Only when the net (Nw) and rope (R2) were combined was the period shorter than those for rope or net alone, and the amplitude ratio was nearly twice that of the rope or net alone, similar to previous experiments on the ASD effect (Kim and Whang, 2010). The reason for this was the interaction of turbulence between the ropes and nets, which also affected the

amplitude or period as well as the turbulence wake inside the cod end. Previous experiments on the ASD effect (Kim and Whang, 2010) demonstrated a very effective period and amplitude for driving fish near the upper cod end.

The amplitude and period of the rope and net fluttering movements varied not only according to the characteristics of the ASD, such as the material, diameter, length, and flexibility, but also according to the effects of the turbulent flow, such as 3D velocity, turbulence rate, and drag. The scale effects on fluttering between the model test in a water tank and a test in the field must be investigated in the future.

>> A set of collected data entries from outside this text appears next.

PR #568, opened 2021-01-04
Failing test for +link_to+ helper method

juanmanuelramallo:
### Summary

I think this is a bug. 

This PR adds a failing test to track and fix the bug.

## Steps to reproduce
1. Create a component
2. Use an AR instance in a +link_to+ method inside the component's template
```
link_to 'Something', Post.first
```
3. Render the component in a view
4. Visit the view 

## Actual
```
Error:
ActionView::Template::Error: undefined method `merge' for #<Post:0x00007fd155be2200 @id=1>
    app/components/link_component.html.erb:1:in `call'
    (eval):3:in `render_template_for'
```

## Expected
The link is displayed correctly

### DIFF
--- a/test/app/components/link_component.html.erb
+++ b/test/app/components/link_component.html.erb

An example of variation in the depth of the upper panel of the cod end and the fluttering net panel and their depth differences in the bottom trawl (B1) field experiments is shown in Fig. 5. The depth difference for each 1-s time interval was considered vertical displacement of the fluttering net panel,

which varied between 0 and 1 m. The mean depth differences and periodicity for four trials using the FFT method are shown in Table 8.

The range of mean depth difference of the fluttering net

panel was 0.3-0.4 m, 12-17% of the length of the fluttering net (2.5 m), which was greater than that of the nets in the tank experiments. However, a maximum depth difference of about 1 m was reached at 40% of net length and also at 40% of the cod end diameter (2.5 m). Shorter periods of the depth differences were revealed, ranging from 3 to 6 s, and longer periods ranging from 30 to 80 s.

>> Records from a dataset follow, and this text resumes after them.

PR #577, opened 2021-01-08
docs/index.md: Fix benchmarks link

jdennes:
### Summary

The benchmarks link on the GitHub Pages site at https://viewcomponent.org doesn't work as expected. It goes to https://viewcomponent.org/performance/benchmark.rb which 404s.

This branch makes the link go to the blob on the `main` branch instead: 

https://github.com/github/view_component/blob/main/performance/benchmark.rb

### Other Information

This seems like the simplest solution, but open to others if there's a preferred approach.

### DIFF
--- a/docs/index.md
+++ b/docs/index.md
@@ -48,7 +48,7 @@ ViewComponents use a standard Ruby initializer that clearly defines what is need
 
 #### Performance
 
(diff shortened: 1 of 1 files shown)


BlakeWilliams (approved):
Good catch! Thanks for fixing that.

The 3D tilt variations such as yaw (Ax), pitch (Ay), and roll (Az) of the upper panel of the cod end or fluttering net as measured by the DST-Tilt sensor are shown as examples in Fig. 6, and the mean ± SD of the tilts for the four trials are shown in Table 9. The variation in the tilt of the fluttering net panel was 40-120°, this was greater than that in the upper panel of the cod end, which was 5-25°. This indicates that the end of the fluttering net panel, acting as an ASD, moved dynamically in the three directions, in addition to the depth variations noted above and in Table 8 and Fig. 5.

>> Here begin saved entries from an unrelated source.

PR #578, opened 2021-01-08
Remove no-cov from compiled_template call

maxbeizer:
### Summary

While pairing with @joelhawksley , he noticed that there was a `nocov` block and we decided to try to remove it and fix the coverage gap. Looks like CI passes without it so 🔥 .


joelhawksley (approved):

maxbeizer:
❤️🧡💛💚💙💜🖤

PR #585, opened 2021-01-15
Fix various warnings in test

maxbeizer:
### Summary

When running `bundle exec rake` Ruby emits over a dozen lines of warnings which is pretty distracting.

This PR aims to clean up some if not all of those warnings.


joelhawksley (approved):

maxbeizer:
❤️🧡💛💚💙💜🖤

The periodicity of the tilts for the upper panel of the cod end and the fluttering nets are shown in Table 10. The dominant periods of the 3D tilts in the fluttering net panel were shorter, at 3-7 s, than were those of the upper panel of the cod end, with the exception of Ax (3 s). The period range of the tilts in the fluttering nets coincided with the shorter period range of the depth difference, as shown in Table 8, although there was some difference by trials. The period range of the fluttering nets was also similar to the period range of the 3D flow velocity inside cod end of the trawl (Kim, 2013),tilt and flow velocity had different sampling rates. Therefore, the period and vertical displacement of the fluttering net panel inside the cod end during the field experiments were closely related to turbulence flow.

The fluttering period of the active net panel in this study (3-7 s) could affect swimming patterns in the cod end. The dominant period of swimming acceleration for flatfish or round fish near ground gear during field operations is 4 s during the falling-back response and 2 s during the herding response (Kim and Wardle, 2006; Kim et al., 2008). Therefore, the variable period of the fluttering net panel could disturb the orderly pattern of swimming fish, particularly the acceleration time of the juvenile flatfish or red seabream, as shown in tank experiments (Kim and Whang, 2010; Kim, 2011).